Weight loss surgery, such as bariatric surgery in Oklahoma City has been proven to be beneficial for both adults and children alike who have struggled with weight-related issues. What makes this different from simply eating healthy and exercising is that bariatric surgery comes in various forms, including gastric bands, gastric bypass, and lap band surgery. Depending on which form you choose, the surgery could involve reducing the size of the stomach, re-routing the small intestine and stomach pouch, and more. Patients who undergo these surgeries report drastic weight-loss, smaller appetites, and an overall improvement in both their health and quality of life.


Once Honey Boo-Boo enters her teens and finishes growing, if she is still struggling to control her weight, she and her mother should certainly look into bariatric weight loss surgery. This surgery would offer a long-term weight loss plan that could help reduce her mortality rate by up to 15% and improve her overall quality of life. While it may seem dangerous to perform such a life-changing surgery on someone so young, this surgery is actually very safe, and has few to no risks associated with it. 

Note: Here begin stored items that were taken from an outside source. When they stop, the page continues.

PR #217, opened 2015-06-17
PARQUET-246: Recover data from files written with incomplete DELTA_BYTE_ARRAY state

spena:
Here's a fix for PARQUET-246. I run the patch over a file generated with the issue found with PARQUET-246 ,and it can read the file without problems.

I run all the unit tests as well, and it looks ok.

### DIFF
--- a/parquet-column/src/main/java/org/apache/parquet/column/Encoding.java
+++ b/parquet-column/src/main/java/org/apache/parquet/column/Encoding.java
@@ -189,13 +189,29 @@ public enum Encoding {
    * Suffixes are stored as delta length byte arrays.
    */
   DELTA_BYTE_ARRAY {
+    private DeltaByteArrayReader previous;
+
     @Override
     public ValuesReader getValuesReader(ColumnDescriptor descriptor,
         ValuesType valuesType) {
       if (descriptor.getType() != BINARY) {
         throw new ParquetDecodingException("Encoding DELTA_BYTE_ARRAY is only supported for type BINARY");
       }
-      return new DeltaByteArrayReader();
+
+      DeltaByteArrayReader current = new DeltaByteArrayReader();
+
+      //A bug was found on PARQUET-246 where DeltaByteArrayWriter was not cleaning the previous binary
+      //value before starting a new page reader, causing that the first value of the page being encoded uses
+      //a prefix value from the last page. This issue was fixed by resetting the previous binary value
+      //when writing data to a new page.
+      //However, buggy files were written with this issue. This line passes the previous binary
+      //value of the last page reader to the new page reader so that data can be recovered.
+      if (previous != null) {
+        current.setPreviousBinary(previous.getPreviousBinary());
+      }
+
+      previous = current;
+      return current;
     }
   },
 
--- a/parquet-column/src/main/java/org/apache/parquet/column/impl/ColumnReaderImpl.java
+++ b/parquet-column/src/main/java/org/apache/parquet/column/impl/ColumnReaderImpl.java
@@ -536,15 +536,24 @@ class ColumnReaderImpl implements ColumnReader {
     } else {
       this.dataColumn = dataEncoding.getValuesReader(path, VALUES);
     }
+
+    try {
+      // Here we pass the last value from the last page read in order to read files written with the
+      // issue mentioned on PARQUET-246 where the prefixLength for DELTA_BYTE_ARRAY encoding values
+      // was not resetted when a new page was started.
+      if (path.getType().equals(PrimitiveTypeName.BINARY) && binding != null && binding.getBinary() != null) {
+        dataColumn.initFromPage(pageValueCount, bytes, offset, binding.getBinary().getBytes());
+      } else {
+        dataColumn.initFromPage(pageValueCount, bytes, offset, new byte[0]);
+      }
+    } catch (IOException e) {
+      throw new ParquetDecodingException("could not read page in col " + path, e);
+    }
+
     if (dataEncoding.usesDictionary() && converter.hasDictionarySupport()) {
       bindToDictionary(dictionary);
     } else {
       bind(path.getType());
-    }
-    try {
-      dataColumn.initFromPage(pageValueCount, bytes, offset);
-    } catch (IOException e) {
-      throw new ParquetDecodingException("could not read page in col " + path, e);
     }
   }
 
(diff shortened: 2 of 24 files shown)


isnotinvain:
Thanks for the PR!

I have a few questions:

1) this should only apply to columns that are encoded w/ delta byte array, and only if the file was written with the bug in place, right? So there should be a guard to only apply this for that specific encoding, and only if some config option is toggled, right? 

2) It'd be great if we could solve this without adding a param to a core API (the value reader) just to work around a bug that has since been fixed. Maybe we can just make a new encoding for this case?

spena:
Hi, thanks for the feedback.

I can avoid changing the core API, and setting the previous value only for DELTA_BYTE_ARRAY by using something like this:

dataColumn.initFromPage(pageValueCount, bytes, offset);
if (dataColumn instanceof DeltaByteArrayReader) {
  if (binding != null) {
    ((DeltaByteArrayReader) dataColumn).setPreviousBinary(binding.getBinary());
  }
}

I am thinking about your idea of using a new encoding instead, and how to detect the bug to toggle a config option to begin using the new encoding. But, the only place where I can detect the bug is on DeltaByteArrayReader.readBytes. At this point, the last value from the last page is not available, unless I initialize the reader with it like setPreviousBinary() does. 

The bug happens only with the first value of the page because prefixLength is > 0; and this first value shouldn't have prefixLength != 0, right? So, the previous variable initialized with the last value of the last page should not cause issues with new files written without the bug because prefixLength != 0 will be false. After that, previous will contain the correct previous value, and the rest of the decoding will work fine.

What do you think?

isnotinvain:
I think I need to read this more closely :p

But are you saying we don't need to hide this feature behind a flag because correctly written files will do the right thing, even with this fix in? That would be good :)

Even then, this seems very fragile... without extensive comments I feel like we could easily mess this up in the future, because this bug is not part of the file format. I sort of wonder whether this fix belongs in master, or if we should just cut a branch and provide instructions for using the branch as a recovery tool for corrupted files.

@julienledem @rdblue @tsdeng @SinghAsDev what do you think about baking this fix into the library vs. providing a recovery tool? I worry that this fix won't survive for long unless we're very careful, and it also complicates the library a fair amount.

spena:
Correct. The DeltaByteArrayWriter.reset() is called for every new page is created. This resets the previous binary value, so the first time writeBytes() is called, it will encode the value using 0 as prefix.
Then, when DeltaByteArrayReader.readBytes() is called with the first value of the new page, a 0 prefix will be detected, and this fix won't be called. However, if prefix != 0, then the bug was found, and this fix recovers the data. 

Btw, I made another change, and moved the logic to the Encoding.DELTA_BYTE_ARRAY to avoid  using instanceof.

isnotinvain:
@spena thanks, this update puts the logic in a good place.

I'm still not sure how to feel about putting this fix in master though -- by doing so we're essentially making this a "feature" of parquet, so it should have tests, and a defined contract, etc, or as @rdblue pointed out maybe hidden behind a flag. What do you think @julienledem @rdblue @tsdeng @SinghAsDev ?

parquet-column/src/main/java/org/apache/parquet/column/Encoding.java
```diff
@@ -189,13 +189,29 @@ public ValuesReader getValuesReader(ColumnDescriptor descriptor,
    * Suffixes are stored as delta length byte arrays.
    */
   DELTA_BYTE_ARRAY {
+    private DeltaByteArrayReader previous;
```
isnotinvain: This is a good fix for the bug, but now this class and its getter are stateful, which is why I am a little worried about putting it directly into parquet instead of a branch or repair tool or something.

rdblue:
Like the fix for PARQUET-251, I think this should be guarded by a version check. If we set the previous binary and fix the bug in PARQUET-246, then we have the opposite problem: we will encoding using a byte[0] as the starting previous and using the last page's previous value when decoding. We also need tests for both cases.

Is there a way to detect from the data itself that this encoding bug is present? I can't think of one, but that would be ideal. Otherwise, we have to use a version check. I considered the option of adding a flag to turn on this behavior for recovery, but this is one where users won't necessarily know that the data is corrupt, so we need to detect it and fix it without help.

One last thing: we need to make sure that we aren't skipping any pages when we are setting the previous binary like this. Otherwise we will end up with corrupt data again.

isnotinvain:
This is why I'm not totally sure if this belongs in the library itself? We can provide this in a branch for users that need to recover data, but do we want to carry forward support for corrupt files forever? In the case of parquet-251, we are opting out of an optimization, it seems safe to ignore statistics when the corruption might be present. Here, we need to be certain and choose the correct read strategy, have tests to enforce this (undocumented) behavior forever, *and* make sure that we never skip pages -- but what about in the future when we start applying statistics filters to pages?

Do you think this is a blocker for the release? We have fixed the problem going forward. Is it common for libraries like parquet to support reading corrupted files that were corrupted due to bugs in the library? (I have no idea, wondering if you've seen something like this before).

Thanks!
Alex

rdblue:
> do we want to carry forward support for corrupt files forever?

We have to because users don't necessarily know that the data is corrupt or how it was corrupted. If Parquet writes bad data, we need to always be able to read it correctly.

> we need to be certain and choose the correct read strategy

I think we should flag this in the page's metadata when reading it from disk. We already have the version in there, so we can add it easily enough. Like the stats problem, we assume that all Parquet MR files from versions before 1.8.0 are affected.

> have tests to enforce this (undocumented) behavior forever

Yes, but this isn't that expensive. We need to test that we can read fixed data and corrupted data. We can use the same data sample for it and assert different ways of reading it. As for this being undocumented... good point. We need to document these incompatibilities in the Parquet spec so other readers can implement them.

> make sure that we never skip pages

I think we should add a flag to the page metadata, then we can detect that when trying to determine whether or not to read a page. Can we still filter entire row groups, or does this bug affect pages in different row groups as well?

> Do you think this is a blocker for the release? . . . Is it common for libraries like parquet to support reading corrupted files that were corrupted due to bugs in the library?

Yes, I think it is a blocker, though I could be convinced if there were a good reason not to get this in. I don't think the remaining effort is that much work though.

Yes, it is common for libraries to be backward-compatible with data written in older versions, even if the data was written with a bug. Parquet itself has done this in the past to deal with metadata mistakes.

isnotinvain:
OK, those are good points. I think there's more work here to accurately detecting when the bug happened or not, and also documentation in parquet-format and so on.

Since we have fixed the cause of the bug, I'd like to not block on this for the release. The release is getting very close (only PARQUET-251 is left and it's almost done), so I'd like to begin the apache release process as soon as PARQUET-251 is closed. Does that seem reasonable?

rdblue:
Is there a good reason for getting this release out now rather than waiting a day or two to fix this? I can be convinced if there is, but this issue is pretty much the definition of a release blocker to me.

I would also say that this should be noted in the vote thread and probably discussed on the list before that goes out. I think it would be reasonable to -1 the release vote to get this fixed so I recommend making the case and building a consensus before getting to the release vote.

isnotinvain:
OK looking into this in more detail -- we need to also make sure that the state of previous values etc. does not carry over across columns (we don't want to apply the previous from column A when decoding column B). As far as I can tell, Encoding is an enum (singleton) so that's not the right place to track the previous, right? This may not work when a schema has multiple binary columns.

So this really needs to be tracked somewhere where the pages are being iterated through and decoded (similar to the first pass of the PR).

isnotinvain:
Actually I have one more question -- the pages in a row group may use different encodings, right? So we actually have to keep track of the last value from the last time delta encoding was used for a given column, skipping over pages that weren't delta encoded.

rdblue:
@isnotinvain, looks like I got the wrong issue number in #235 and didn't close this. Could you close this now that the fix and tests are in? Thanks!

In fact, bariatric bypass surgery has already been performed on many children, and the number is expected to increase. India has already performed as many as 18,000 surgeries on children in the past year. Saudi Arabia may take the cake for performing the surgery on the youngest patient: a five year old child. In the United States, 12 is usually the youngest age at which the surgery is performed. There were an estimated 800 surgeries performed on children in the past year, but the number is expected to rise. More and more children have come in with their parents for consultations and queries regarding the procedures. Bariatric weight loss surgery is safe for both adults and children alike, and it may even hold the key to combating childhood obesity once and for all.